Recinos came up clutch. His second field goal of the day, a 38-yarder, broke a 17-all tie with 11:32 to play. He credited great teamwork from holder Colten Rastetter and long snapper Tyler Kluver.
“A perfect game, I guess you could say,” he said. “Made all of our kicks.”
The kicker talks terrible field conditions. Chad Leistikow/HawkCentral
As for the scholarship? He earned it. He finished the year 11-for-13 on field-goal tries and a perfect 44-for-44 on PATs.
“It was really cool. Crazy 24 hours,” Recinos said. “It’s a huge honor. Kids dream of getting scholarships to play at Iowa. … I don’t think it’s all hit me yet. We’ve had a lot happen in a short period of time. We finally won a bowl game.”
Iowa athletic director Gary Barta presented a game ball to Kirk Ferentz after his seventh bowl win as the Hawkeyes’ coach. The milestone that the ball represented was a biggie — Ferentz has 143 wins, tied for most in school history with his predecessor, Hayden Fry.
“Probably one of the best decisions I’ve made, outside of asking my wife to marry me, was coming to Iowa in 1981 (as an assistant on Fry’s staff),” Ferentz said. “And like so many things in life, you have no idea what you’re about to walk into.”
Ferentz, who will receive a $500,000 bonus for getting an eight-win season, was apparently emotional in the locker room.
“How he cares about his players,” defensive end Parker Hesse said, “is what makes him such a treat to play for. A guy you’ll really follow anywhere.”
Iowa coach Kirk Ferentz will say goodbye to Josey Jewell, Akrum Wadley and many others. Chad Leistikow/HawkCentral
Hawkeye tackles survived
A true freshman at left tackle in Tristan Wirfs, and a first-time right tackle Levi Paulsen — and Iowa survived.
Paulsen, a redshirt sophomore, was thrust into action for his second career start (the other was at right guard in 2016) after regular left tackle Alaric Jackson was suspended for the bowl game.
“The good Lord’s a good man,” Paulsen said to open his interview. “And I thank Him for all that he’s done.”
He also thanked the coaches for a good gameplan. The Iowa running game got better as the game went along. Taking away three sacks of Nate Stanley for 24 yards, the Hawkeyes rushed 36 times for 125 yards.
“I’ve been sitting there in the 2 spot all season ready to go,” Paulsen said. “I had a couple iffy plays, but I thank the coaches for trusting in me. I think we did a pretty good job up front, getting some holes for Akrum (Wadley).”

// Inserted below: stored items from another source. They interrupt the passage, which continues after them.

PR #3178, opened 2023-05-15
Add mathbox A. x e. A ph definition.

jkingdon:
This is an experiment to deal with the condundrum about what to do if A contains x in A. x e. A ph .  Isn't ready to move out of the mathbox until we better understand the choices here.

More discussion at https://github.com/metamath/set.mm/pull/3173#issuecomment-1547084388


jkingdon:
I'm not sure what would be needed to get this past mmj2 (or even whether doing this as a mathbox experiment is worth the trouble we might be seeing there), but hopefully this pull request as it exists is enough to get an idea for what is being explored here.

Here's the axiom usage from dfralfromxn :

```
show trace_back dfralfromxn/axioms
Statement "dfralfromxn" assumes the following axioms ($a statements):
  wn wi ax-mp ax-1 ax-2 ax-3 wb df-bi wa df-an wo df-or wal cv wceq wex df-ex
  wnf df-nf ax-gen ax-4 ax-5 wsb df-sb ax-6 ax-7 wcel ax-10 ax-11 ax-12 ax-13
  df-clel wral df-ralxn
```

tirix:
I think because you name your definition with "`df-`", a definitional check is launched, which checks that the definendum is not already used. And of course `A.` has been used before, so it fails.

One way to get around this would be to simply name your definition `dfralnx`, or to define an alternative symbol, like `A_` for example.

jkingdon:
> define an alternative symbol, like `A_`

Unless I missed something about how the various checks interact, this seemed like the only solution which might be capable of being merged. Which I guess we can do if we really want this in a mathbox, but at least for now I'll just leave this as a closed draft pull request to illustrate the idea of how we might define restricted quantifiers to avoid some of the oddities which can happen if ` A ` contains the variable ` x `.

digama0:
Historically, we have used the (rather blunt) instrument of putting `NEW` on the declaration and the constant name, hence `df-ralNEW $a |- ( A.NEW x e. A <-> ... )`.

tirix:
There are several other examples of explorations of alternative definitions in set.mm (e.g. alternative definitions of pairs).
In my opinion, this one is also worth it - either it will be the first step of the transformation, or it can serve as a reference.

PR #3180, opened 2023-05-16
Shortened proofs 12

GinoGiotto:
Continuation of https://github.com/metamath/set.mm/pull/3127. Proof minimizer executed between the 11501th and the 12000th theorems that don't have a `proof modification is discouraged` label in their comment.

Turns out I was optimistic about the amount of time it would take for my computer to finish the job, but it's finally done. I updated the [min-all](https://github.com/GinoGiotto/set.mm/tree/min-all) branch up to the final commit (which is [min25.5](https://github.com/metamath/set.mm/commit/53da2bcd4a8b105982256779ff1a22bf7a764fe0)). A few more theorems had their axiom usage reduced, so I updated the file listing axiom usage too (already linked above). I think this is good evidence that the minimizer is reliable, as none of the 25,475 analyzed theorems exhibited a single occurrence of accidental axiom additions.

Minimizing proofs in a systematic way takes a really long time, requiring weeks of computing power active 24/7, even during the night. I think we would benefit greatly if PR https://github.com/metamath/metamath-exe/pull/94 would be merged soon, as it claims to halve the time required to do these minimizations. I encourage the community to direct its attention towards it, it already has one approval and from reading comments it doesn't seems there are reasons to keep it pending further @digama0.

I have no idea how Norm used to do this flawlessly. The minimizer is incredibly fast for the first thousands theorems and then becomes exponentially slower towards the end of main. Theorem `footex` literally crashed metamath, so I wasn't even convinced to continue since there could have been other ones that could have behaved the same way. I decided to give the minimizer a second chance, I skipped `footex` and luckely no problems happened afterwards. Anyway I'll open an issue about that event.

### DIFF
--- a/.github/workflows/verifiers.yml
+++ b/.github/workflows/verifiers.yml
@@ -144,7 +144,7 @@ jobs:
       - run: python3 scripts/latex_collector.py set.mm list-set.tex
       - run: pdflatex -halt-on-error list-set.tex 2>&1 | tee ,latex-output
       # Complain if the pdflatex output says something is invalid
-      - run: ! grep ' invalid ' ,latex-output
+      - run: "! grep ' invalid ' ,latex-output"
 
   ###########################################################
   smetamath-rs:
--- a/CONTRIBUTING.md
+++ b/CONTRIBUTING.md
@@ -40,9 +40,7 @@ If you're contributing to set.mm or iset.mm, take a look at its
 
 At some point you should join the
 [Metamath mailing list](https://groups.google.com/g/metamath).
-If you're seriously working on proofs, we'd love
-to help you get started!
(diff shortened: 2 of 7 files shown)


avekens (approved):

avekens:
From time to time, I also run the minimization script, over the whole set.mm, but only for special minimization focussing on replacing certain theorems (not global ones like @GinoGiotto  does). I never experienced problems with ~footex (maybe it was never affected). I had (runtime) problems with the ~fourier*, ~stirl* and ~stow* theorems, therefore I always exclude them.

A good idea would be to shorten these (sometimes very long) proofs by extracting adequate lemmata...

MORE ON WADLEY:Senior running back, Hawkeyes finish the fight
Milestones and injuries
Wide receiver Matt VandeBerg caught a pass for the 32nd consecutive game, a bubble screen that gained nine yards. The senior ends his career having played in 54 games, a school record. ... Tight end Noah Fant's second-quarter touchdown catch was his 11th of the season. The sophomore has 12 for his career and is one shy of tying Mike Flagg's school-record 13 for tight ends. ... Ihmir Smith-Marsette was held out of Wednesday’s game with a soft-tissue injury he suffered during bowl preparation. ... The Hawkeyes next host Northern Illinois on Sept. 1, 2018.